**WORK INSTRUCTION**
Among the lines below, take the one holding "PR #780, opened 2022-03-04", the one holding "-9,7 +9,7 @@ end", and all lines between them. Set them down exactly.

**GIVEN RECORDS**
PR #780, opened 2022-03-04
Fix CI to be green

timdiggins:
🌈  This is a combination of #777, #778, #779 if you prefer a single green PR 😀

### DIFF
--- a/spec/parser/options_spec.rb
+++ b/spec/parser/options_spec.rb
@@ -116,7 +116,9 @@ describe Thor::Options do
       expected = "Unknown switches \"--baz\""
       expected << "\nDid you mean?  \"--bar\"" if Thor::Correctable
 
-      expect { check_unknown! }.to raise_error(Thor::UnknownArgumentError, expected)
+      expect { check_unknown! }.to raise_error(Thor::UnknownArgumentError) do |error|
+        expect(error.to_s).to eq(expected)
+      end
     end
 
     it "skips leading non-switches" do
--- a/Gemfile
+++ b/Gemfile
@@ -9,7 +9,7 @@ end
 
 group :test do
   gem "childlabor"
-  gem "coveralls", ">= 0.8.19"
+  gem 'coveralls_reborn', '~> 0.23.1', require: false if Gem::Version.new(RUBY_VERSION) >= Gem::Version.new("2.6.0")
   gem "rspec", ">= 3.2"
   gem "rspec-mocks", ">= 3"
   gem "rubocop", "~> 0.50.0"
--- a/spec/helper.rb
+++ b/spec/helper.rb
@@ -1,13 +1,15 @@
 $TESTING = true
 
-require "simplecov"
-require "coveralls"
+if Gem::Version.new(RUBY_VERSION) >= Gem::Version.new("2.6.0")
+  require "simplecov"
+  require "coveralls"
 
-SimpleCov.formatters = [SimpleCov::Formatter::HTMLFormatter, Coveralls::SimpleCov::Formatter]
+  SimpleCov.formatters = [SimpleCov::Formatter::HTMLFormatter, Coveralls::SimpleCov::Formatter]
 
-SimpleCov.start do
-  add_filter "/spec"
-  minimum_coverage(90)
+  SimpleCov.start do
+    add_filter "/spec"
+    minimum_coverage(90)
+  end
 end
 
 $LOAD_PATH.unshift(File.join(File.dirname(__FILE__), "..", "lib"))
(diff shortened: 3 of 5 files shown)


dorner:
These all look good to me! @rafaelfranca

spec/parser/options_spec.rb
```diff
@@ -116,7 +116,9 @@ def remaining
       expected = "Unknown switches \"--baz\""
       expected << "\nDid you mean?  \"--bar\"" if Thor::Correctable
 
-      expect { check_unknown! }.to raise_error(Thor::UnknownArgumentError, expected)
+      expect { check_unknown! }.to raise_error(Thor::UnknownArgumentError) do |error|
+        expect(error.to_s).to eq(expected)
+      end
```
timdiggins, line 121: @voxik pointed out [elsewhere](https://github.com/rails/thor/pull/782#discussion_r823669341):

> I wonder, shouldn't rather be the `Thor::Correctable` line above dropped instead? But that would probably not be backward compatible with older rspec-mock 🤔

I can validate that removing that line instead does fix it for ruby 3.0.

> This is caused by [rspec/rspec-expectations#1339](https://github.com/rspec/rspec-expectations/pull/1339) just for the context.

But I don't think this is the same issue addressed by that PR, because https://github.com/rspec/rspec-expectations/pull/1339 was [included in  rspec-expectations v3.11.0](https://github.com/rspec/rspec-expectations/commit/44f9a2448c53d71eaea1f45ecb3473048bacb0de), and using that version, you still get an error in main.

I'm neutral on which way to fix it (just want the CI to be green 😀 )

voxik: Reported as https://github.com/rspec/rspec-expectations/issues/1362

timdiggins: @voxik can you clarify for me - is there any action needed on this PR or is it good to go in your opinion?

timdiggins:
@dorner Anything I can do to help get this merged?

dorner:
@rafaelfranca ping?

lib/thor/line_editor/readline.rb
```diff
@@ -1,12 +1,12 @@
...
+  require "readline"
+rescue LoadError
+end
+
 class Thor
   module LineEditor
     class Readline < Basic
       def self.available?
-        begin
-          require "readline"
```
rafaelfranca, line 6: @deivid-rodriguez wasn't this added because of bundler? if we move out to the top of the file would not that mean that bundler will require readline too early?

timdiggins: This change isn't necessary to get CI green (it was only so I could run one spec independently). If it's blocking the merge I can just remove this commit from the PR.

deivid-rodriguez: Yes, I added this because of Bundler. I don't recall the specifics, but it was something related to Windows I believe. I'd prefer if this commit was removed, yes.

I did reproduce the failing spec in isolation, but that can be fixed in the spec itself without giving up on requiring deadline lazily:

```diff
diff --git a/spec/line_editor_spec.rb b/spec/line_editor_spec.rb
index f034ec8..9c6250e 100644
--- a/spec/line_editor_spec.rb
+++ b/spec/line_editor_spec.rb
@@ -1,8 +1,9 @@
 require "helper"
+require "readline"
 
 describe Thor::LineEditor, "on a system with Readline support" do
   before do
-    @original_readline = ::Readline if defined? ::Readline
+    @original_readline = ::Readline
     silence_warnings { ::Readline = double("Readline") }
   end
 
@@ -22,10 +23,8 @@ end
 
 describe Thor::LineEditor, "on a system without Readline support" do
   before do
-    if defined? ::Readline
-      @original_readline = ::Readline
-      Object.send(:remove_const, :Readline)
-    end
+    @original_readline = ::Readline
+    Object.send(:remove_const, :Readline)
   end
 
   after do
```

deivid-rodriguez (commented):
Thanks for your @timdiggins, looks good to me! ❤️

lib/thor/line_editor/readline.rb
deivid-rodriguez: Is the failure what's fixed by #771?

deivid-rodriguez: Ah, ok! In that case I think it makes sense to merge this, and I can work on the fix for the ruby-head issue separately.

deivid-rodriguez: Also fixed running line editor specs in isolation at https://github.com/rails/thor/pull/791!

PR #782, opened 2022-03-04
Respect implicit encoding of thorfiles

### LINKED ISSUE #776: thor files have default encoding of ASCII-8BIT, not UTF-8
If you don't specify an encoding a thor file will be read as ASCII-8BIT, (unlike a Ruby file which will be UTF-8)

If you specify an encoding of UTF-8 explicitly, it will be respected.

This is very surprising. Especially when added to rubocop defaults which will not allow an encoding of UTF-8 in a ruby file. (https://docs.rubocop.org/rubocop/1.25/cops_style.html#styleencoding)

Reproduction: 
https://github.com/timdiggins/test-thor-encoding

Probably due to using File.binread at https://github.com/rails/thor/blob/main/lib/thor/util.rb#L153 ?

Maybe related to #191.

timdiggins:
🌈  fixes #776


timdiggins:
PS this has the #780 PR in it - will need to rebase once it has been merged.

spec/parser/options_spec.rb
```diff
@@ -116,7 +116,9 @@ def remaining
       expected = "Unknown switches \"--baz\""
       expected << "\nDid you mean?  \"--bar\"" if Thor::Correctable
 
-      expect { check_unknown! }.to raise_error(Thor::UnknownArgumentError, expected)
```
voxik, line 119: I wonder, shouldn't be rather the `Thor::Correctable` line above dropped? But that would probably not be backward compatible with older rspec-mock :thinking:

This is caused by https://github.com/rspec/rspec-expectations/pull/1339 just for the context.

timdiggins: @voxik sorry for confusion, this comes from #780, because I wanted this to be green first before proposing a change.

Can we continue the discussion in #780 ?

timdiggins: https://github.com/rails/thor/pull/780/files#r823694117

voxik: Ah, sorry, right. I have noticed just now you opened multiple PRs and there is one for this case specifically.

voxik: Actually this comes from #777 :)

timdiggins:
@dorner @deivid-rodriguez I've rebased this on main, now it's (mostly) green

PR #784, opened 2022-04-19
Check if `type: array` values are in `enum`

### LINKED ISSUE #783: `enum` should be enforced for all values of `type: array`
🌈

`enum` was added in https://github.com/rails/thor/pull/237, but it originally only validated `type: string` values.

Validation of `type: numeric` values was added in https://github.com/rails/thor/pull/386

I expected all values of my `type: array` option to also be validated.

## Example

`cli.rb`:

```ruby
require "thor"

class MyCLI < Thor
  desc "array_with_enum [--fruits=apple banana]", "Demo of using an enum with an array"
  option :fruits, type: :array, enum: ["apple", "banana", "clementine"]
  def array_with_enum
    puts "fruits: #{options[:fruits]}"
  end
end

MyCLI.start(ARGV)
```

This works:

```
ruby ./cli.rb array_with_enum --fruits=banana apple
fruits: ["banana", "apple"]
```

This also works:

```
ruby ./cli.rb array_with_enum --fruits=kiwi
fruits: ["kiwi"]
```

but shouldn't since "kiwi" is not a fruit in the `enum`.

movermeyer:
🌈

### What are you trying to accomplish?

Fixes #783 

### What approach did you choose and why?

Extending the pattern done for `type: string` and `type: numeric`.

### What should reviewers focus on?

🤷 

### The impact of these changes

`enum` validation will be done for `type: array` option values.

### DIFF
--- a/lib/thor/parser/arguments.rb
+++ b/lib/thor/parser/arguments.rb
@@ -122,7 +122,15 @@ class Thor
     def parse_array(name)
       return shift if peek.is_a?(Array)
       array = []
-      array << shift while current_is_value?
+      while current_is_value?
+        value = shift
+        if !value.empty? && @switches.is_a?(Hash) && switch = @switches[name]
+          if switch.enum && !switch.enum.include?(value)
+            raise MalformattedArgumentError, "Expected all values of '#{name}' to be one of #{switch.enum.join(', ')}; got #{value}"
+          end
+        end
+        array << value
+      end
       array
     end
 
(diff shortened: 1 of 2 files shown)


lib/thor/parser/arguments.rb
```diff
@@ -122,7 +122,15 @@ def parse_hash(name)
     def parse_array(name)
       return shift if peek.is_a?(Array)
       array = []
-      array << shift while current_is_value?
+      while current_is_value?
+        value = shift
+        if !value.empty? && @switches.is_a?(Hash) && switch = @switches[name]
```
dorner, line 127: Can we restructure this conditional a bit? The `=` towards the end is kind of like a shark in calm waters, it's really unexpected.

...

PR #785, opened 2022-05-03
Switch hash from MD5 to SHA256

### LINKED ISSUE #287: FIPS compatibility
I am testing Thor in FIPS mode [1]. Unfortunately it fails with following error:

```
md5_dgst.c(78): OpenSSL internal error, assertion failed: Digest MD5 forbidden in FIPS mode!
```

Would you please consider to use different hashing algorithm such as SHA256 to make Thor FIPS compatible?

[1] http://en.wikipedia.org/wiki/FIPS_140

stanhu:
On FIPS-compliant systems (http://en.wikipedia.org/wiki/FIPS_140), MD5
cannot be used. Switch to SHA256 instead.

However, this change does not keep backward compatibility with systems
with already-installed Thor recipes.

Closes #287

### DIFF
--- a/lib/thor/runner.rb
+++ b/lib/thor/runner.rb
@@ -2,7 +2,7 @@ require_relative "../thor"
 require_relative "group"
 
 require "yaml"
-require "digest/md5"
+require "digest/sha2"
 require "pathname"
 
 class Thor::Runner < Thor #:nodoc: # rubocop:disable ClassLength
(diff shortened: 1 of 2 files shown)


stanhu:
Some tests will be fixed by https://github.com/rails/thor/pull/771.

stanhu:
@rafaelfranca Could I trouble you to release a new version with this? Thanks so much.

**TASK RESPONSE**
PR #780, opened 2022-03-04
Fix CI to be green

timdiggins:
🌈  This is a combination of #777, #778, #779 if you prefer a single green PR 😀

### DIFF
--- a/spec/parser/options_spec.rb
+++ b/spec/parser/options_spec.rb
@@ -116,7 +116,9 @@ describe Thor::Options do
       expected = "Unknown switches \"--baz\""
       expected << "\nDid you mean?  \"--bar\"" if Thor::Correctable
 
-      expect { check_unknown! }.to raise_error(Thor::UnknownArgumentError, expected)
+      expect { check_unknown! }.to raise_error(Thor::UnknownArgumentError) do |error|
+        expect(error.to_s).to eq(expected)
+      end
     end
 
     it "skips leading non-switches" do
--- a/Gemfile
+++ b/Gemfile
@@ -9,7 +9,7 @@ end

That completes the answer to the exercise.